■ INSTRUCTIONS TO FOLLOW
The answer must be an exact copy of all the data below.

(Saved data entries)
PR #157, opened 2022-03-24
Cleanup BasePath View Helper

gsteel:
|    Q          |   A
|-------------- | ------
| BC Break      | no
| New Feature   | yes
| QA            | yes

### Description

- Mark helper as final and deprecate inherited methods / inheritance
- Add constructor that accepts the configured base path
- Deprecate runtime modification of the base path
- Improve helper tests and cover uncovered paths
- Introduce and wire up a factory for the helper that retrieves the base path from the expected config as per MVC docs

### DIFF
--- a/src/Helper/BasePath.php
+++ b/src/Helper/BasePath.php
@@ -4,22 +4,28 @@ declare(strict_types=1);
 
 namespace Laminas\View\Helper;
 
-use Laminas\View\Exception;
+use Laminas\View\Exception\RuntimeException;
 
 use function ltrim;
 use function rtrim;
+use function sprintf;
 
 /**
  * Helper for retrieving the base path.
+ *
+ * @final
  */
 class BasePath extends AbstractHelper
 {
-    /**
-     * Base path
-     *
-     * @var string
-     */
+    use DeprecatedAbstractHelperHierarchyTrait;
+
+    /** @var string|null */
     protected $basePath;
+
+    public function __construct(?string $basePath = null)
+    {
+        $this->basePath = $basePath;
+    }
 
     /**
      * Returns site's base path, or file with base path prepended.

■ ANSWER TO THIS PROBLEM
PR #157, opened 2022-03-24
Cleanup BasePath View Helper

gsteel:
|    Q          |   A
|-------------- | ------
| BC Break      | no
| New Feature   | yes
| QA            | yes

### Description

- Mark helper as final and deprecate inherited methods / inheritance
- Add constructor that accepts the configured base path
- Deprecate runtime modification of the base path
- Improve helper tests and cover uncovered paths
- Introduce and wire up a factory for the helper that retrieves the base path from the expected config as per MVC docs

### DIFF
--- a/src/Helper/BasePath.php
+++ b/src/Helper/BasePath.php
@@ -4,22 +4,28 @@ declare(strict_types=1);
 
 namespace Laminas\View\Helper;
 
-use Laminas\View\Exception;
+use Laminas\View\Exception\RuntimeException;
 
 use function ltrim;
 use function rtrim;
+use function sprintf;
 
 /**
  * Helper for retrieving the base path.
+ *
+ * @final
  */
 class BasePath extends AbstractHelper
 {
-    /**
-     * Base path
-     *
-     * @var string
-     */
+    use DeprecatedAbstractHelperHierarchyTrait;
+
+    /** @var string|null */
     protected $basePath;
+
+    public function __construct(?string $basePath = null)
+    {
+        $this->basePath = $basePath;
+    }
 
     /**
      * Returns site's base path, or file with base path prepended.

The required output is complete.